UW-Platteville EMS Engineering Seminars Provide Job Insights
What does it take to be able to start and finish an engineering project? To get insight into real-life engineering projects, students can attend the UW-Platteville EMS Engineering Seminar Series, which brings real-world experiences and projects to students and the public. Dr. Danny Xiao is an assistant professor of civil engineering and is the organizer of these events.
According to Dr. Xiao, the point of these seminars is to “empower each student to become broader in perspective, intellectually more astute and contribute wisely to our community,” and the series “provides a networking opportunity for attendees.”
Due to COVID-19, these seminars have moved online, so they have become less of a networking event and more an insight into a real-life engineering project.
One of these seminars took place on Nov. 10. The guest speakers for this event were Lauren Ray, a UW-Platteville alumna and structural engineer, and Marc Ruden, a University of Iowa alumnus and municipal engineer. Both Ray and Ruden are from an engineering and architecture firm called IIW, P.C.
The project that they are working on is the Bee Branch Pumping Station, which was started because Dubuque has flooding issues during storms. This project was started in 2008 and was expected to be completed in 2021. Due to COVID-19, this project has been pushed back, and the bidding for construction of this project does not start until 2021.
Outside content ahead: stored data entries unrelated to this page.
PR #148, opened 2024-11-18
CASSSIDECAR-159: Add advanced driver settings to allow taking in credentials for Cassandra connection

sarankk:


server/src/main/java/org/apache/cassandra/sidecar/acl/AuthCache.java
```diff
@@ -133,7 +133,7 @@ private LoadingCache<K, V> initCache()
     private void configureSidecarServerEventListener()
     {
         EventBus eventBus = vertx.eventBus();
-        eventBus.localConsumer(ON_ALL_CASSANDRA_CQL_READY.address(), message -> warmUpAsync(config.warmupRetries()));
+        eventBus.localConsumer(ON_SIDECAR_SCHEMA_INITIALIZED.address(), message -> warmUpAsync(config.warmupRetries()));
```
sarankk, line 140: Because we were not starting warm up on `ON_SIDECAR_SCHEMA_INITIALIZED`, first few tries at warming up at failing. Hence switched to starting on schema initialized

yifan-c: Interesting. Maybe add a line of comment to explain the dependency, because it is not obvious that warmup depends on `ON_SIDECAR_SCHEMA_INITIALIZED`

server/src/test/integration/org/apache/cassandra/sidecar/cluster/locator/CqlSessionProviderIntegrationTest.java
```diff
@@ -0,0 +1,163 @@
...
+                          return;
+                      }
+                  }
+                  if (checkSsl)
+                  {
+                      context.failNow("Did not see any SSL connection");
+                      return;
+                  }
+                  context.completeNow();
+              })));
```
yifan-c: `context.completeNow();` has to be outside of the `verify` block. Otherwise, any assertion failure causes the context not gets completed. 
Besides that, I moved the code around a bit to hopefully simplify the assertion. 

```suggestion
              .send(context.succeeding(response -> {
                  context.verify(() -> {
                      ConnectedClientStatsResponse clientStatsResponse = response.bodyAsJson(ConnectedClientStatsResponse.class);
                      assertThat(clientStatsResponse).isNotNull();

                      boolean seeSslConnection = false;
                      for (ClientConnectionEntry entry : clientStatsResponse.clientConnections())
                      {
                          assertThat(entry.username()).isEqualTo(expectedUsername);
                          if (checkSsl && entry.sslEnabled())
                          {
                              seeSslConnection = true;
                              break;
                          }
                      }
                      // We expect some connections to be non-SSL (i.e. for identity setup)
                      // and some connections to be SSL (Sidecar connecting to the cluster)
                      // so from the list of client connections we should see at least
                      // two (regular+control) connections.
                      assertThat(seeSslConnection)
                      .describedAs("Did not see any SSL connection")
                      .isTrue();
                  });
                  context.completeNow();
              }));
```

server/src/main/java/org/apache/cassandra/sidecar/cluster/CQLSessionProviderImpl.java
```diff
@@ -137,16 +170,30 @@ public synchronized Session get()
...
+                     .withoutMetrics()
+                     .withLoadBalancingPolicy(lbp)
+                     .withQueryOptions(queryOptions)
+                     // tests can create a lot of these Cluster objects, to avoid creating HWTs and
+                     // event thread pools for each we have the override
+                     .withNettyOptions(nettyOptions);
+
+            if (sslContext != null)
+            {
+                RemoteEndpointAwareJdkSSLOptions sslOptions
```
yifan-c: nit: use `RemoteEndpointAwareNettySSLOptions`

yifan-c (commented):
looks good in general. some minor comments

server/src/main/java/org/apache/cassandra/sidecar/cluster/CQLSessionProviderImpl.java
sarankk: Addressed this

server/src/test/integration/org/apache/cassandra/sidecar/cluster/locator/CqlSessionProviderIntegrationTest.java
sarankk: After moving around looks like it expects all tests to see a sslConnection. But we want to see only if checkSsl is true. Will update it 👍

server/src/main/dist/conf/sidecar.yaml
```diff
@@ -173,6 +167,18 @@ driver_parameters:
   contact_points:
     - "127.0.0.1:9042"
     - "127.0.0.2:9042"
+  username: cassandra
+  password: cassandra
```
bbotella, line 171: Super nit: `password: password` to keep consistency with the password fields for keystore and truststore?

server/src/main/java/org/apache/cassandra/sidecar/cluster/CQLSessionProviderImpl.java
```diff
@@ -137,16 +168,30 @@ public synchronized Session get()
...
+                     .addContactPointsWithPorts(contactPoints)
+                     .withReconnectionPolicy(reconnectionPolicy)
+                     .withoutMetrics()
+                     .withLoadBalancingPolicy(lbp)
+                     .withQueryOptions(queryOptions)
+                     // tests can create a lot of these Cluster objects, to avoid creating HWTs and
+                     // event thread pools for each we have the override
+                     .withNettyOptions(nettyOptions);
+
+            if (username != null && password != null)
```
bbotella, line 188: Should this be an `or` instead of an `and`?

server/src/main/java/org/apache/cassandra/sidecar/cluster/CQLSessionProviderImpl.java
```diff
@@ -203,4 +248,85 @@ public void close()
...
+        {
+            return new MutualTLSAuthenticator();
+        }
+
+        private static class MutualTLSAuthenticator implements Authenticator
+        {
+            @Override
+            public byte[] initialResponse()
+            {
+                return new byte[]{ 0, 0 };
```
bbotella: Just curious. Why is the initial response a `0, 0` here?

server/src/test/integration/org/apache/cassandra/sidecar/cluster/locator/CqlSessionProviderIntegrationTest.java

When coming up with a design for this new pumping station, Ray and Ruden had to make sure they were solving multiple problems. The plans for this project are to replace the flood gates, repair the concrete gate and wing walls, and find a way to release pressure from the pumping station.
“Another element here is the maintenance of the existing pumping station, it’s very difficult,” Ruden said.
“The standby generators and turbine pumps were only able to be removed by cranes due to low lying high voltage powerlines that were in the area,” Ruden explained. “Also, with the old station, they could only access the main gate seal by diving underwater. With the new design of the pumping station, they are able to utilize the current 12×12 culverts for easier construction. With the new pumping station, they wanted to fix these things for easier maintenance so that this station will be able to stay operational for a long time,” Ruden said.
Ruden’s main tips for running a project are not to get discouraged by any setbacks and to model the designs on the computer. One thing that everyone should know while working on a project is that there tend to be unexpected delays, and people must do their best to work around them. If people don’t work around these setbacks, the project will keep getting pushed back.
Modeling designs on the computer is a very helpful technique to determine where everything will fit, how it all looks and make sure everything needed is included in the design. For these projects, three different modeling software programs were used.
“As a structural design team there were several times throughout the process that we kind of patted ourselves on the back or thanked ourselves for deciding to go this way with modeling everything in three dimensions, because there’s a lot of complexity to the structure and just understanding how everything fits together was so much easier when we modeled it in 3D,” Ray said.